[OSM-talk] OSM Culture (was: Bing maps is misplaced)
Steve Bennett
stevagewp at gmail.com
Thu Dec 9 12:20:37 GMT 2010
On Thu, Dec 9, 2010 at 11:10 PM, Jonathan Bennett
<openstreetmap at jonno.cix.co.uk> wrote:
> On this particular point, I think some of the resistance to having
> "Policies" of this nature is that where you have Laws, you get Lawyers whose
> job it is to find ways of breaking the spirit of those policies without
> breaking the letter of the (or equally *apply* the letter of those policies
> while breaking the spirit).
Yes, with any culture change, you get new social dynamics that emerge.
> Wikipedia hasn't managed to avoid problems by
> having policies, and I don't think we'd have a much easier time if we
> started writing things in stone.
I have to disagree with you on that one. Wikipedia is huge, with many
thousands of highly active participants. The numerous policies,
carefully worked out with hundreds of iterations, are exactly what
make that possible. Remember the problems with vandalism or unfair
editing of biographies of living people a few years ago? Remember how
that problem seems to have gone away? That's policy, and lots of hard
work behind it. You know how crappy articles about insignificant
companies are pretty rare? Policy. And I could go on.

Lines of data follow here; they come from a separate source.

PR #882, opened 2025-01-28
fix(auth): SA cred missing claims

dbolduc:
Part of the work for #679 

We were missing the ...
- `kid` claim, which is equal to the `private_key_id`,  if there is one.
- `sub` claim which is the subject aka principal aka SA email.

Found by local integration testing.

Verify the values  of the claims we set in a unit test.

### DIFF
--- a/src/auth/Cargo.toml
+++ b/src/auth/Cargo.toml
@@ -41,11 +41,12 @@ derive_builder = "0.20.2"
 [dev-dependencies]
 axum        = "0.8.1"
 mockall     = "0.13.1"
+rand        = "0.8.5"
+regex       = "1.11.1"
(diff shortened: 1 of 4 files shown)


src/auth/Cargo.toml
```diff
@@ -41,11 +41,12 @@ derive_builder = "0.20.2"
 [dev-dependencies]
 axum        = "0.8.1"
 mockall     = "0.13.1"
+rand        = "0.8.5"
```
coryan, line 44: For a separate PR, I think we can ask `taplo` to sort these.

coryan (approved):
BTW, there is no group auto-assigned to review PRs.  Folks may miss your PRs unless you explicitly assign reviewers.  We should fix that too.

> Discussion and consensus (and maybe even sanctions against those who refuse
> to act according to that consensus) are more important than hard-and-fast
> rules.
Discussion -> consensus -> policy -> improved quality.
There's not much point establishing consensus if you don't write it
down. Because then the next users don't know it, and even the people
in the discussion don't remember it a few months from now.
We constantly debate things on the tagging list that never get
documented, and it's essentially a wasted effort.